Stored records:
------------------------------------------------
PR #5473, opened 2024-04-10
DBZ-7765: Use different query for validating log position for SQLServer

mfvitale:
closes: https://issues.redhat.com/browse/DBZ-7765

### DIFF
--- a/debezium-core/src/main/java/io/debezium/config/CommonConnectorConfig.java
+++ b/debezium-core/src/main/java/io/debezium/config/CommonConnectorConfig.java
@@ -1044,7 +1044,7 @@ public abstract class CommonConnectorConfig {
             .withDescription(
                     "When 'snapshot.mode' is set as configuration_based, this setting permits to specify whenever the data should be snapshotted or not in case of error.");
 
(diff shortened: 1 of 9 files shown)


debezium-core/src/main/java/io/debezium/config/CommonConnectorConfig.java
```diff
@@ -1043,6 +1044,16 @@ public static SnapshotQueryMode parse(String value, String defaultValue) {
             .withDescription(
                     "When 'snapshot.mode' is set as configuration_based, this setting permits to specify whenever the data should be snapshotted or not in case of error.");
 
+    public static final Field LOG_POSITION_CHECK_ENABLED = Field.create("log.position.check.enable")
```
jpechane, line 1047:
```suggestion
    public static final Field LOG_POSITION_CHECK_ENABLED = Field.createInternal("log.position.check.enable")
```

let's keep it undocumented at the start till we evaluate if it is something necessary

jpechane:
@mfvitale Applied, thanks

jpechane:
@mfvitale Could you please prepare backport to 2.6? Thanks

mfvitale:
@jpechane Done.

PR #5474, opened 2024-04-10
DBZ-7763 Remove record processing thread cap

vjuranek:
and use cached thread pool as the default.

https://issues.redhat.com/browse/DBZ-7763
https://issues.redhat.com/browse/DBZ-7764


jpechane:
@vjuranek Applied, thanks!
------------------------------------------------
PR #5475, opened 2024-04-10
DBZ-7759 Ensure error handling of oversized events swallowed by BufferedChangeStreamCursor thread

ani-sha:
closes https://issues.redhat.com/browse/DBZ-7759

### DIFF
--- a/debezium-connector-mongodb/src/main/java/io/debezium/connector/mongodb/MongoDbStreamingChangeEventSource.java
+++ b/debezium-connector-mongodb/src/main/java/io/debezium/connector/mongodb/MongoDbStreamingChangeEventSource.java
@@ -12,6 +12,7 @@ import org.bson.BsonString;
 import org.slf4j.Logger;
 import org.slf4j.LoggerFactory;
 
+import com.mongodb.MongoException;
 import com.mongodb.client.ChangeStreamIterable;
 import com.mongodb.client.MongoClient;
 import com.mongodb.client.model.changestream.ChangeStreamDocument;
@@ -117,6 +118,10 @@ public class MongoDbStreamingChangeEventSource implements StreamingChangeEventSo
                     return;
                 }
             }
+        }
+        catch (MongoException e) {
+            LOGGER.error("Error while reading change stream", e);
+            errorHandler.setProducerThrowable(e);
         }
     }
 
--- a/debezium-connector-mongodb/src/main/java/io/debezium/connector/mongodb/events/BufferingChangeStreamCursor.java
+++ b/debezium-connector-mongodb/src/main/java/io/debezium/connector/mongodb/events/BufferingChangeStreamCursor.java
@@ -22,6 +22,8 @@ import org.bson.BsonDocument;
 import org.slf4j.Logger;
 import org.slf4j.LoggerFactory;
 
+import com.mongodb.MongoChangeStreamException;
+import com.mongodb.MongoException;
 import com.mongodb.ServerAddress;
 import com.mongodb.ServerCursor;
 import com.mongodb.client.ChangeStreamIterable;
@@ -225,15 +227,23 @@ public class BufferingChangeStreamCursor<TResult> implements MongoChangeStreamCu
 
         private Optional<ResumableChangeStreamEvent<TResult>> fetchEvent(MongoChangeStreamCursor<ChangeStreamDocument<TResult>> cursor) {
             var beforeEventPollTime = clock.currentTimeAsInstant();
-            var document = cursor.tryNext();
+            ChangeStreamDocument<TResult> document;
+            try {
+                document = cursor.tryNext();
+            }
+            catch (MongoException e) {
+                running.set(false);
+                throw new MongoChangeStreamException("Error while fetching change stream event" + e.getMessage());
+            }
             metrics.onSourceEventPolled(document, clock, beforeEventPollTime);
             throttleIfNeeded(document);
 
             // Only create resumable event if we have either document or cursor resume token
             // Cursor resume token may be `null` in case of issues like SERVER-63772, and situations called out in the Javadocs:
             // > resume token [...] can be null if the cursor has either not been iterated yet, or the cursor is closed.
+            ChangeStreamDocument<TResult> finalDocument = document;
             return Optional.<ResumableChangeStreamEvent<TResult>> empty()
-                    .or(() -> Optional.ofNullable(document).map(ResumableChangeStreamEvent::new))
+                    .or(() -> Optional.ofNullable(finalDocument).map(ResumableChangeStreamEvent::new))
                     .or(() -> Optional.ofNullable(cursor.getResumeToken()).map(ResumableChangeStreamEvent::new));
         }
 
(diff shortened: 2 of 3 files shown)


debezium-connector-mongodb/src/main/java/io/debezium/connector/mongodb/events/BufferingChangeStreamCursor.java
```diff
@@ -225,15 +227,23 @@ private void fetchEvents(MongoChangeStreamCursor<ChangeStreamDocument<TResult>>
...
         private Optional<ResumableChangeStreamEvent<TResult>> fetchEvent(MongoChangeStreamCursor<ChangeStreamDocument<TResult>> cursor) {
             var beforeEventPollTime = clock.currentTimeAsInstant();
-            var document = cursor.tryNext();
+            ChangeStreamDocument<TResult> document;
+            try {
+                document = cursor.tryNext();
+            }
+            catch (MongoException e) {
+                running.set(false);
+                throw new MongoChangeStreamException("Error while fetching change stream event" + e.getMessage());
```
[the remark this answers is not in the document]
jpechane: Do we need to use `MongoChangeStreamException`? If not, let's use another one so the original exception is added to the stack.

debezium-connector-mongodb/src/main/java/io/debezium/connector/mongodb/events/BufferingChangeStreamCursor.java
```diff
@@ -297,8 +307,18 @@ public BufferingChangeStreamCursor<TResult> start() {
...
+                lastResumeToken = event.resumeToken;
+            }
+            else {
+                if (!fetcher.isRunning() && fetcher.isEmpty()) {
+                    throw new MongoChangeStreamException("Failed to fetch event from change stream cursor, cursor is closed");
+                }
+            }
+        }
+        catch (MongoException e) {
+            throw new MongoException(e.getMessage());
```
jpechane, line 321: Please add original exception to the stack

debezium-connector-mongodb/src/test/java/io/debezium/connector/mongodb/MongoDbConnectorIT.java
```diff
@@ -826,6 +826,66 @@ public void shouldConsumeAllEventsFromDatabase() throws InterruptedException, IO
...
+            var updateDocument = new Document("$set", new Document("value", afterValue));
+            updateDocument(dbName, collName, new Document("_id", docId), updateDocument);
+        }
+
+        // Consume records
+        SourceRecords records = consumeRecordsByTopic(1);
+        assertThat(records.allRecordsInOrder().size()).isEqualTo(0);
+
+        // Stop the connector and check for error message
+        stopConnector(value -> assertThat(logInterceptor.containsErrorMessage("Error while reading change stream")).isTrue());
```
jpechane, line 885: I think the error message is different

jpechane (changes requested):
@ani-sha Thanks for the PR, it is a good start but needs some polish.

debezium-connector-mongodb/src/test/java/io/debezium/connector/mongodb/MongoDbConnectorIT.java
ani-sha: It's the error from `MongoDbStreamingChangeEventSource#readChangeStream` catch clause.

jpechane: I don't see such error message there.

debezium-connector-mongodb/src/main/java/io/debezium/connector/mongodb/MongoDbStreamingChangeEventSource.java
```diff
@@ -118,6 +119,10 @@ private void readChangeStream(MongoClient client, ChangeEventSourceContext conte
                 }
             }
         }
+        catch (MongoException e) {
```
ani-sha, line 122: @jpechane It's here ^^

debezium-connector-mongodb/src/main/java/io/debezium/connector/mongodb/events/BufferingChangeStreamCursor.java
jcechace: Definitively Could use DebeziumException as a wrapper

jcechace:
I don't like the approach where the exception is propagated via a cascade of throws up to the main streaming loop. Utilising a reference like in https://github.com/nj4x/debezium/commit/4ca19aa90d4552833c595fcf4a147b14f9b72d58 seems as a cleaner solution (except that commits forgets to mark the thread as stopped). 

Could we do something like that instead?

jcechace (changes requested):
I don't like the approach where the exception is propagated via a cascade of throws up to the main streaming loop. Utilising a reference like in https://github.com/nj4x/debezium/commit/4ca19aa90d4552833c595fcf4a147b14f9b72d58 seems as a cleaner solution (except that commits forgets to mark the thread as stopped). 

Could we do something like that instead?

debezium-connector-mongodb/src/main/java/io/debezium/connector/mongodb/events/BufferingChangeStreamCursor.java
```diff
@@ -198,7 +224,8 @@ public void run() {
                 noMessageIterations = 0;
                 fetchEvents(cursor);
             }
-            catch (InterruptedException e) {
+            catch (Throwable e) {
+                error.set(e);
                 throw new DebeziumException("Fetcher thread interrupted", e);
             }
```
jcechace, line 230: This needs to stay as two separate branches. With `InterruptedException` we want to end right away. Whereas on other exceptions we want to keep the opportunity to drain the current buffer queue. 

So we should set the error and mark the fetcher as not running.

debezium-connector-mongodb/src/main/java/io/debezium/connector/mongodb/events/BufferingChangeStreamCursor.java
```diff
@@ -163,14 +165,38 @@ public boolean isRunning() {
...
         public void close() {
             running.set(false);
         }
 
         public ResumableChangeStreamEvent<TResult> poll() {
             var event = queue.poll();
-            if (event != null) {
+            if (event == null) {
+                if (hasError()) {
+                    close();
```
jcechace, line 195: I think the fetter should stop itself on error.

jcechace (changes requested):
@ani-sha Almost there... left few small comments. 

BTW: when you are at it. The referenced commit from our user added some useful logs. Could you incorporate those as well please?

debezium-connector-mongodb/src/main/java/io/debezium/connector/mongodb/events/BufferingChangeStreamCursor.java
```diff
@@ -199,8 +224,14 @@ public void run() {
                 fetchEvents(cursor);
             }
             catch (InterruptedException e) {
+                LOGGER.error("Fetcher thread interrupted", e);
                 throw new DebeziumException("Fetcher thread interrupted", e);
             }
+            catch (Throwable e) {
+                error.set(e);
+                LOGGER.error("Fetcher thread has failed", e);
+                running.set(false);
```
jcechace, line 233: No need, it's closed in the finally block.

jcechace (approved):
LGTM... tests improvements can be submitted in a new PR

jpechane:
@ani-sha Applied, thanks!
------------------------------------------------
Instructions to follow - All lines above from the line with "needs some polish." through the line with "jpechane: I don't", both included, are to be set down exactly, with nothing else.

Written solution -
@ani-sha Thanks for the PR, it is a good start but needs some polish.

debezium-connector-mongodb/src/test/java/io/debezium/connector/mongodb/MongoDbConnectorIT.java
ani-sha: It's the error from `MongoDbStreamingChangeEventSource#readChangeStream` catch clause.

jpechane: I don't see such error message there.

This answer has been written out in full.